* **Required action**:
Note how many lines in these entries contain "yourself", and reply with that number alone.
▽
PR #442, opened 2020-06-30
Allow Job to be weak-referenced

bharel:
ATM, you can't weakref a job.
If a function in a job needs the job, it will cause circular reference.
Adding a `__weakref__` field will solve it.

### DIFF
--- a/apscheduler/job.py
+++ b/apscheduler/job.py
@@ -38,7 +38,7 @@ class Job:
 
     __slots__ = ('_scheduler', '_jobstore_alias', 'id', 'trigger', 'executor', 'func', 'func_ref',
                  'args', 'kwargs', 'name', 'misfire_grace_time', 'coalesce', 'max_instances',
-                 'next_run_time')
+                 'next_run_time', '__weakref__')
 
     def __init__(self, scheduler, id=None, **kwargs):
         super().__init__()
--- a/tests/test_job.py
+++ b/tests/test_job.py
@@ -58,11 +58,13 @@ def test_remove(job):
     job.remove()
     job._scheduler.remove_job.assert_called_once_with(job.id, None)
 
+
 def test_weakref(create_job):
     job = create_job(func=dummyfunc)
     ref = weakref.ref(job)
     del job
     assert ref() is None
+
 
 def test_pending(job):
     """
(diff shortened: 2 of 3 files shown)


bharel:
Master is failing. None of the failures have anything to do with my PR.

agronholm:
What is the reason for this PR?

agronholm:
Master is a mess because I'm building APScheduler 4.0 in it and most of the architecture is not in place yet.

agronholm:
You're not supposed to store `Job` objects for long periods yourself. Store job ids instead and use them to remove the jobs from the scheduler when necessary.

agronholm:
Can't you just delete the `job` variable after you call `remove()`?

bharel:
> You're not supposed to store `Job` objects for long periods yourself. Store job ids instead and use them to remove the jobs from the scheduler when necessary.

The [https://apscheduler.readthedocs.io/en/stable/userguide.html#removing-jobs](user guide) suggests otherwise 🤷‍♂️ 

> Can't you just delete the `job` variable after you call `remove()`?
△
* **Expected answer**:
2